L’ispirazione viene a Harold vedendo una cassiere illuminata da un raggio di sole che sembra riempire le dolci parole di lei di presagi divini. Seguiranno continui segnali dal mondo della natura che lo spingono verso questo viaggio che è anche il più classico dei momenti di compenetrazione con la natura in contrasto con la sua ordinaria vita di città. La moglie lasciata a casa non la prende bene, fino a che non capisce anche lei, come noi, che dietro tutto questo c’è altro, c’è l’esigenza di elaborare cose accadute nella sua vita. Eventi turpi che vengono sublimati (ma davvero mai affrontati) come parte di una grande vita lungo questo viaggio. 

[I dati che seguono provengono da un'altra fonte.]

PR #170, opened 2020-06-30
Json support

matteofigus:
*Description of changes:*
PR for adding JSON support with minimal featureset to the main branch.

### Architecture summary

The architecture is left pretty much unchanged. The Find phase works as expected when mapping from Glue Tables. 

For the Forget Phase I tested 2 main approaches: first using Apache Arrow for parsing and recomposing the files, then native JSON libraries. The approach I came up is mixed:
1) I use native python libraries for gzip and json to read lines, identify rows and copy over to a new buffer
2) I use Arrow's `BufferOutputStream` and `CompressedOutputStream` to build up the new object

The reason I went native for the parsing, is that Arrow is quite opinionated on the way serialisation is done. I found a bug where a string recognised as date (ex. `2020-01-01`) would be automatically converted to Arrow's date, and then stringified back as `2020-01-01T00:00:00` rather than original format (https://arrow.apache.org/docs/python/json.html#automatic-type-inference).
The second reason is that I found Arrow's strong typing would require each row to adhere to the same schema. For instance, two rows like `{"a": 123, "b":{"c": 123}}` and `{"a":234, "b":{"d":444}}` would cause parsing issues. The only way to cleanly solve both issues seems to be passing the schema rather than allowing Arrow/Pandas to infer that from the content, but the issue is that I would need to create a mapper from Glue syntax to Arrow, and that is really really complex. I did a spike and it involved lots of code for simple objects, and turned to be very challenging for a real dataset.

With my approach, instead, I parse row by row, which seems to be very memory/cpu efficient and allows arbitrary schemas. I found that using Arrow's stream utilities to build up the new file was quite convenient, as it allowed writing the ouput correctly and limiting changes to the `main.py` code. The `CompressedOutputStream` supports many compression formats, which could be useful if in the future I need to add more other than `gzip`.

### SerDes and parameters

I tested with complex datamappers, for instance using the [free Github Dataset](https://s3.console.aws.amazon.com/s3/buckets/awsglue-datasets/examples/scala-blog/githubarchive/data/?region=us-east-1) and using multiple column identifiers such as `actor.login, payload.pull_request.merged_by.login, payload.issue.user.login, payload.issue.assignee.login, payload.issue.milestone.creator.login, payload.comment.user.login, payload.forkee.owner.login, payload.release.author.login, payload.member.login, org.login`, and all worked fine. I made a 100GB based on that and reported the numbers as new cost scenario.

I am adding support for both SerDe supported by glue: the hive one and OpenX one: https://docs.aws.amazon.com/athena/latest/ug/json-serde.html

As you can see from the OpenX, there are a number of SerDe params that somehow affect the column mapping and the Forget Phase. I decided to start small and stay simple for this PR, and I'll add more later on:
* `ignore.malformed.json`: It allows only FALSE or empty (default is FALSE). I actually wonder if we would ever want to allow this to be true given this solution's goal.
* `dots.in.keys`: Athena by default doesn't allow dots in keys. If you have dots in your keys, you need to setup this to `TRUE` and then athena converts dots to underscores. We could potentially support this passing down the information to Fargate, but at the moment I just added a check to prevent this to be TRUE (default is FALSE).
* `case.insensitive` and `mapping`: Athena/Glue automatically converts any key to lowercase, `userId` in file, for instance, becomes `userid` in table. With `case.insensitive`=FALSE you can setup your own mappings, allowing you to handle complex scenarios such as having both a `URL` and `Url` keys which wouldn't allow Athena to proper serialise. I decided, for this first iteration, to disallow mapping of any kind, and in the Forget, I added a little piece of code to navigate the object's tree by lowercasing the found keys (but obviously writing back as original). I personally think this should be ok for handling most use-cases initially, and the code is structured in a way we could easily add more features without breaking changes in the future.

### Testing

Apart from unit, I added one happy path test as acceptance.

Manually, I tested with both SerDes, both gzip and uncompressed, found many bugs on the way and fixed all, adding relevant unit tests. 
For lake size, I went up to 100GB for now, which worked fine. In that test, the individual file size was about ~25MB, up to ~100MB uncompressed. It took about ~1h for 310 partitions and 50 fargate tasks. One thing I noticed, is that Athena seems to take longer than Parquet, with very big waiting time spent on queing - but all works fine consistently.

I also made a separate manual test with bigger files, ~800MB uncompressed, all good and similar patterns in terms of cpu, linear memory usage increase.

*PR Checklist:*

- [x] Changelog updated
- [x] All tests pass
- [x] Pre-commit checks pass
- [x] Debugging code removed


backend/ecs_tasks/delete_files/json_handler.py
```diff
@@ -0,0 +1,66 @@
...
+    for found_key in obj.keys():
+        if key.lower() == found_key.lower():
+            return found_key
+
+
+def delete_matches_from_json_file(input_file, to_delete, compressed=False):
+    deleted_rows = 0
+    with pa.BufferOutputStream() as out_stream:
+        input_file, writer = initialize(input_file, out_stream, compressed)
+        content = input_file.read().decode("utf-8")
```
HieronymusLex, line 40: do we need to state UTF8 encoding as a limitation somewhere in the docs or is that overkill?

backend/ecs_tasks/delete_files/json_handler.py
```diff
@@ -0,0 +1,66 @@
...
+        lines = content.split("\n")
+        if lines[-1] == "":
+            lines.pop()
+        total_rows = len(lines)
+        for line in lines:
+            parsed = json.loads(line)
```
HieronymusLex, line 46: one small issue here is that if a row in the JSON file contains invalid JSON, a JSONDecodeError will be thrown (subclass of ValueError) which will end up being caught in the ValueError block in `main.py` and the message might be confusing because it'll say something like "Unprocessable message: some error about JSON structure" however you can't tell from that error whether it's a problem with the message which was placed on the queue, or the file itself. You could tellby looking at the container logs since you could see from other log statements that the queue message was read OK, but on the error event it wouldn't be clear that the data was messed up. Perhaps we should handle decode errors here an rethrow a value error but with a more helpful error message

backend/ecs_tasks/delete_files/main.py
```diff
@@ -98,10 +108,9 @@ def execute(queue_url, message_body, receipt_handle):
         with s3.open(object_path, "rb") as f:
             source_version = f.version_id
             logger.info("Using object version %s as source", source_version)
-            infile = load_parquet(f)
             # Write new file in-memory
-            logger.info("Generating new parquet file without matches")
-            out_sink, stats = delete_matches_from_file(infile, cols)
+            compressed = object_path.endswith(".gz")
```
HieronymusLex, line 112: we should mention in the docs that we determine compression based on file extension (similar to the Athena docs https://docs.aws.amazon.com/athena/latest/ug/compression-formats.html)

frontend/src/components/pages/NewDataMapper.js
```diff
@@ -104,13 +104,15 @@ export default ({ gateway, goToDataMappers }) => {
     if (isFormValid) {
       setFormState("loading");
       try {
+        const format = selectedTable.format;
```
HieronymusLex, line 107: nit: don't need declare this const since it's only used once

HieronymusLex (changes requested):
Really nice work! only a couple of minor comments. Can you also run a test with large individual files e.g. 1GB to ensure that it performs as expected with those datasets

frontend/src/components/pages/NewDataMapper.js
matteofigus: done

backend/ecs_tasks/delete_files/json_handler.py
matteofigus: Done - I tried to construct a meaningful sentence out of the error and added a test. 
In general, we have to consider that Athena should possibly blow if there's any malformed JSON as we don't allow the ignore option, so this is possibly a edge case that would be in need of being dealt with only if you put a new object between Find and Forget, but I think it's a good call, allows better troubleshooting!

backend/ecs_tasks/delete_files/json_handler.py
matteofigus: Not sure, sounds like overkill to me? I'm unopinionated - happy to add a note but I didn't see anything similar in Athena and similar tools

Il film ha una fastidiosissima prospettiva antiurbana e banalmente naturalistica, di quel tipo di naturalismo che viene da chi la natura non la conosce granché ma è innamorato dell’idea di vita dai ritmi lenti. È il tipo di film che a un certo punto finisce a svelare una ragion d’essere diversa da quella iniziale, nell’elaborazione di traumi e nella vera natura del rapporto con questa donna malata. Tutto è trattato come fosse un apice narrativo e invece è solo un deludente e maldestro cambio di registro. Non che quello iniziale, così smielato e senile, fosse chissà che delizia. “Forse è quello di cui il mondo ora ha bisogno: meno senso e più fede” dirà qualcuno ad un certo punto riguardo questo viaggio a piedi di Harold, che in breve diventa Forrest Gump, noto in tutto il paese, ammirato e con un seguito di fedeli che camminano con lui e che lui ovviamente non vorrebbe (figuriamoci! Contaminano la sua purezza!).

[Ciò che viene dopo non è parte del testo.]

PR #173, opened 2020-07-03
More supported data types, docs update

matteofigus:
*Issue #, if available:*
We only support a number of data types. With this change, I updated the docs, plus I updated the frontend to make it easier to show what's allowed or not.

Note: Future PRs are coming for supporting more types.
I left out here particularly dates, decimal, and complex structures. One about struct in particular, will allow all the allowed types when nested inside structs. When that will happen, I'll update the docs too.

Screenshot 2020-07-03 at 15 52 16
Screenshot 2020-07-03 at 15 52 46

*PR Checklist:*

- [x] All tests pass
- [x] Pre-commit checks pass
- [x] Debugging code removed

### DIFF
--- a/CHANGELOG.md
+++ b/CHANGELOG.md
@@ -5,7 +5,8 @@
 ### Summary
 
 - [#173](https://github.com/awslabs/amazon-s3-find-and-forget/pull/173): Show
-  column types and hierarchy in the front-end during Data Mapper creation + add
+  column types and hierarchy in the front-end during Data Mapper creation
+- [#173](https://github.com/awslabs/amazon-s3-find-and-forget/pull/173): Add
   support for char, smallint, tinyint, double, float
 
 ## v0.5
--- a/CHANGELOG.md
+++ b/CHANGELOG.md
@@ -1,5 +1,13 @@
 # Change Log
 
+## 0.6 (unreleased)
+
+### Summary
+
+- [#173](https://github.com/awslabs/amazon-s3-find-and-forget/pull/173): Show
+  column types and hierarchy in the front-end during Data Mapper creation + add
+  support for char, smallint, tinyint, double, float
+
 ## v0.5
 
 ### Summary
--- a/backend/lambdas/tasks/generate_queries.py
+++ b/backend/lambdas/tasks/generate_queries.py
@@ -114,9 +114,11 @@ def convert_to_col_type(val, col, table):
 
     col_type = column["Type"]
 
-    if col_type == "string" or col_type == "varchar":
+    if col_type in ["char", "string", "varchar"]:
         return str(val)
-    if col_type == "int" or col_type == "bigint":
+    if col_type in ["bigint", "int", "smallint", "tinyint"]:
         return int(val)
+    if col_type in ["double", "float"]:
+        return float(val)
 
     raise ValueError("Column {} is type {} which is not a supported column type for querying")
--- a/backend/lambdas/tasks/generate_queries.py
+++ b/backend/lambdas/tasks/generate_queries.py
@@ -114,11 +114,11 @@ def convert_to_col_type(val, col, table):
 
     col_type = column["Type"]
 
-    if col_type in ["char", "string", "varchar"]:
+    if col_type in ("char", "string", "varchar"):
         return str(val)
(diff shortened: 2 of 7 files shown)


frontend/src/utils/glueSerializer.js
```diff
@@ -1,6 +1,89 @@
...
+    "double",
+    "float",
+    "int",
+    "smallint",
+    "string",
+    "tinyint",
+    "varchar"
+  ];
+
+  const columnMapper = c => {
```
HieronymusLex, line 19: I think we could probably do with a test for this? also it's quite hard to follow what's happening and some tests would help with that

frontend/src/utils/glueSerializer.js
```diff
@@ -1,6 +1,89 @@
...
+        const isStruct = rest.startsWith(STRUCTPREFIX);
+        const isStructArray = rest.startsWith(ARRAYSTRUCTPREFIX);
+
+        if (isStruct || isStructArray) {
+          const prefix = isStruct ? STRUCTPREFIX : ARRAYSTRUCTPREFIX;
+          let nOpenedTags = isStruct ? 1 : 2;
+          let endIndex = -1;
+          const structSchema = [...rest.substr(prefix.length)];
+          structSchema.some((c, i) => {
+            if (c === "<") nOpenedTags++;
```
HieronymusLex, line 60: not too sure about callback passed to `some` mutating vars from the outer scope. doesn't seem like a good approach from an functional perspective (not that were doing FP in this project!!!)

frontend/src/utils/glueSerializer.js
HieronymusLex: can we break this up a bit to make it more readable?

HieronymusLex:
@matteofigus I think we should be updating the changelog as we go e.g. add a new section to the changelog for the next version (marked as draft/pending) then we add to it as we merge PRs - thoughts?

frontend/src/utils/glueSerializer.js
matteofigus: done

matteofigus: done

frontend/src/utils/glueSerializer.js
matteofigus: I think you're right. Moved to for, which makes it actually more readable

backend/lambdas/tasks/generate_queries.py
```diff
@@ -114,9 +114,11 @@ def convert_to_col_type(val, col, table):
 
     col_type = column["Type"]
 
-    if col_type == "string" or col_type == "varchar":
+    if col_type in ["char", "string", "varchar"]:
```
ctd, line 117:
```suggestion
    if col_type in ("char", "string", "varchar"):
```

Nitpick. Tuples are more appropriate here.

backend/lambdas/tasks/generate_queries.py
```diff
@@ -114,9 +114,11 @@ def convert_to_col_type(val, col, table):
...
         return str(val)
-    if col_type == "int" or col_type == "bigint":
+    if col_type in ["bigint", "int", "smallint", "tinyint"]:
```
ctd, line 119:
```suggestion
    if col_type in ("bigint", "int", "smallint", "tinyint"):
```

Nitpick. Tuples are more appropriate here.

backend/lambdas/tasks/generate_queries.py
```diff
@@ -114,9 +114,11 @@ def convert_to_col_type(val, col, table):
...
         return int(val)
+    if col_type in ["double", "float"]:
```
ctd, line 121:
```suggestion
    if col_type in ("double", "float"):
```

Nitpick. Tuples are more appropriate here.

CHANGELOG.md
```diff
@@ -1,5 +1,13 @@
 # Change Log
 
+## 0.6 (unreleased)
+
+### Summary
+
+- [#173](https://github.com/awslabs/amazon-s3-find-and-forget/pull/173): Show
```
ctd, line 7: Since there's two changes (the interface change, and the additional types change), what about listing them as two points in the summary list.

matteofigus: Ok done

Di tutto questo capitale di aspirazioni spirituali e purificazione personale accumulato lungo la storia poi il film farà davvero molto poco, in un finale appositamente in minore, che dovrebbe rilanciare più che l’importanza dell’esito, la centralità del percorso. Ma quel percorso è di una banalità sconvolgente quanto a ruffiani simbolismi e sfiancanti buonismi. La brava gente britannica incontrata da Harold sono immigrati, ragazzi per bene, persone in difficoltà e uomini e donne di buon cuore che lo vogliono aiutare perché riconoscono in lui una purezza senile contagiosa. Jim Broadbent cavalca quest’ideale senza remore e senza dargli nessuna concretezza, nessuna complessità. Fisso in un sorriso ingenuo e sognante.

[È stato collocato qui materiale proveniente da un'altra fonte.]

PR #174, opened 2020-07-09
Support for types nested in struct

matteofigus:
*PR Checklist:*

- [x] Changelog updated
- [x] All tests pass
- [x] Pre-commit checks pass
- [x] Debugging code removed


backend/ecs_tasks/delete_files/parquet.py
```diff
@@ -15,10 +15,40 @@ def get_row_count(df):
...
     for column in to_delete:
-        df = df[~df[column["Column"]].isin(column["MatchIds"])]
-    return df
+        indexes = df[column["Column"]].isin(column["MatchIds"])
+        indexes_to_delete.append(indexes)
+        df = df[~indexes]
+    if needs_flattened_columns:
+        df = table.to_pandas()
+        for indexes in indexes_to_delete:
+            df=df[~indexes]
```
ctd, line 48: For my benefit, could you explain what's happening in this block?

It looks like we're throwing away the value of `df` that's been built up during the previous loop then doing another similar loop. If that's the case it seems like there's room for optimisation?

But there could be some nuance I'm missing.

matteofigus: Ok. I put a general comment in the `needs_flattening` method but I can put it back here referencing direct lines of code. The problem is that when you flatten the DF that gets converted from 
```
field1|field2|field3
foo|{x=1,y=2}|bar
```
to
```
field1|field2.x|field2.y|bar
foo|1|2|bar
```
and if I write as flattened, that won't be the same schema as when I read that. That's why I use the flattened for the find, but then I re-iterate writing on the same indexes.

In terms of the specific line `df = df[df~indexes]` on the flattened DF, the reason I do it is that if I have multiple columns, that would guarantee that while re-iterating as a part of the second for loop, I would delete the same indexes. Do you think we can optimise further there? I'm thinking maybe I can just merge indexes in the `indexes_to_delete` (instead of keeping it as array) and avoid executing the first `df = df[df~indexes]` command...

ctd: Ah, ok. Thanks for the explanation.

I think this is fine as it is - I don't see obvious gains to trying to optimise it further.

Per la cronaca, nella reale Europa del 1974 alla fine Werner Herzog realmente arrivò a Parigi da Monaco a piedi, da solo, d’inverno. E Lotte Eisner di fatto rimase in vita (sarebbe morta molti anni dopo nel 1982). Durante quell’impresa Herzog tenne un diario che poi è diventato il libro Sentieri di ghiaccio, l’opposto logico del buonismo.